As always, I give the standard disclaimer that mistakes in what is presented below are possible and, in any event, people should approach the question and answers in however they so desire.

Clearly there are a variety of strategies A can employ for his keep/discard cutoff. I think it is fairly obvious what is A's optimal cutoff strategy (see below).

Once you have a well-defined strategy for A, then it is merely a matter of turning the crank on dealing out every possibility and seeing how often A beats B or B beats A.

These can be written straightforwardly as sums using integers 1-52 for the cards and greatest integer functions for the ranks. The evaluation of such sums is probably also straightforward but I took the easy way out and coded this up on a computer.

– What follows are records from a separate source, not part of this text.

PR #1355, opened 2024-03-22
Add support for render mode SHRINK for AccessibilityRenderExtension

### LINKED ISSUE #1350: `AccessibilityRenderExtension` doesn't work correctly with `RenderingMode.SHRINK`
**Description**
Using the `AccessibilityRenderExtension` is useful for analyzing accessibility information, but the information added to the side of the screenshot is cropped out when the `SHRINK` rendering mode is used.

**Steps to Reproduce**
Here is an example test:
```kotlin
class ExampleTest {

    @get:Rule
    val paparazzi = Paparazzi(
        renderingMode = RenderingMode.SHRINK,
    )

    @Test
    fun exampleTest() {
        paparazzi.snapshot {
            Box(
                modifier = Modifier
                    .background(Color.White)
                    .padding(16.dp)
            ) {
                Text(text = "Hello, world!")
            }
        }
    }

}
```

**Expected behavior**
I would expect for the accessibility information on the side of the screenshot to be included in the cropped screenshot, that is to say that the crop would take into account the size of the accessibility information, even if it was taller than the actual content.

**Additional information:**
- Paparazzi Version: 1.3.3
- OS: MacOS
- Compile SDK: 34
- Gradle Version: 8.6
- Android Gradle Plugin Version: 8.3.0

**Screenshots**
Screenshot using `SHRINK`:
image

Screenshot using `NORMAL`:
image

I've given fixing this a look and it seems like one of the challenges here is that the accessibility information is a canvas element which can't easily use things like `WRAP_CONTENT`.

geoff-powell:
Fixes #1350


paparazzi-gradle-plugin/src/test/projects/verify-accessibility-render-extension/src/test/resources/accessibility.png
jrodbx, line 1: Curious: why move from the unit test to the plugin test?  It'd be nice keeping the former, unless there's a good reason.

Basically, the commit prior: https://github.com/cashapp/paparazzi/compare/c3e10703ecd6daab2a6f30e8118c511680437481..39280d0a467518e4b36799cfc25ec6c8ea16ad19

geoff-powell: Cool, got a comment in slack about moving it. I reverted that change to make the change smaller and straight forward

VirtualParticle:
Thank you for working on this! One thing I'll note is that it seems like this still runs into an issue if the content description takes up more space than the actual content. Take this test, for example:
```kotlin
@Test
fun `verify long content description`() {
  paparazzi.snapshot {
    Text(
      text = "Text",
      modifier = Modifier
        .padding(10.dp)
        .semantics {
          contentDescription = "This is a very long content description"
        },
    )
  }
}
```
It produces this screenshot:
image
Ideally, the test would recognize that the accessibility info is bigger and the screenshot would expand to fit the content description. Might be out-of-scope for this though.

paparazzi/src/test/java/app/cash/paparazzi/accessibility/AccessibilityRenderExtensionShrinkTest.kt
```diff
@@ -0,0 +1,60 @@
...
+import app.cash.paparazzi.SnapshotHandler
+import app.cash.paparazzi.internal.ImageUtils
+import com.android.ide.common.rendering.api.SessionParams
+import org.junit.Rule
+import org.junit.Test
+import java.awt.image.BufferedImage
+import java.io.File
+import javax.imageio.ImageIO
+
+class AccessibilityRenderExtensionShrinkTest {
```
jrodbx, line 16: nit: can we combine this with `AccessibilityRenderExtensionTest` + TestParameterInjector?  Looks like `renderingMode` is the only argument that differs between the two.

jrodbx (approved):

geoff-powell:
> Thank you for working on this! One thing I'll note is that it seems like this still runs into an issue if the content description takes up more space than the actual content. Take this test, for example:
> 
> ```kotlin
> @Test
> fun `verify long content description`() {
>   paparazzi.snapshot {
>     Text(
>       text = "Text",
>       modifier = Modifier
>         .padding(10.dp)
>         .semantics {
>           contentDescription = "This is a very long content description"
>         },
>     )
>   }
> }
> ```
> 
> It produces this screenshot: image Ideally, the test would recognize that the accessibility info is bigger and the screenshot would expand to fit the content description. Might be out-of-scope for this though.

Ya so that issue is due to the text having to be rendered after draw and not being part of the layout scope. Currently paparazzi render extensions execute on 1 layout pass. Unfortunately, we can only gather compose semantics after layout. Still thinking through other ways to fix this limitation

PR #1314, opened 2024-03-01
Bump LayoutLib to Iguana

jrodbx:
Iguana provides API 34 support!

PR #1360, opened 2024-03-28
Bump to AGP 8.3.1

jrodbx:
Intentionally bumping only AGP, as this moves some of the changeset out of https://github.com/cashapp/paparazzi/pull/1314.


geoff-powell:
Nice 🎉

PR #1228, opened 2024-01-14
use Google's published layoutlib

gabrielittner:
Closes #1221.
Closes #884.
Closes #717.

- Replaces the manually published layoutlib modules with the new artifacts published by Google.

I coded up any cutoff strategy for A and then dealt out all possible 3-tuples of 52 cards (X,Y,Z) for the possible outcomes. The ultimate cards that get shown down for A and B may be different combinations of X,Y,Z depending upon whether the first card drawn (X) exceeds the cutoff.

Anyway, I used the program to loop over all possible cutoff strategies A could employ. The computer found that the optimal cutoff card is an 8; player A should keep the first card if it is higher than an 8. Under that strategy, the computer finds that A wins 79,200 3-tuples, B wins 45,600 3-tuples, and they tie 7,800 3-tuples.

This works out to be an edge of 33,600 / 132,600 = 25.3393665%. For what it is worth, this fraction simplifies to 56/221 which is probably derivable via direct methods but I leave that to others who may be interested in that approach.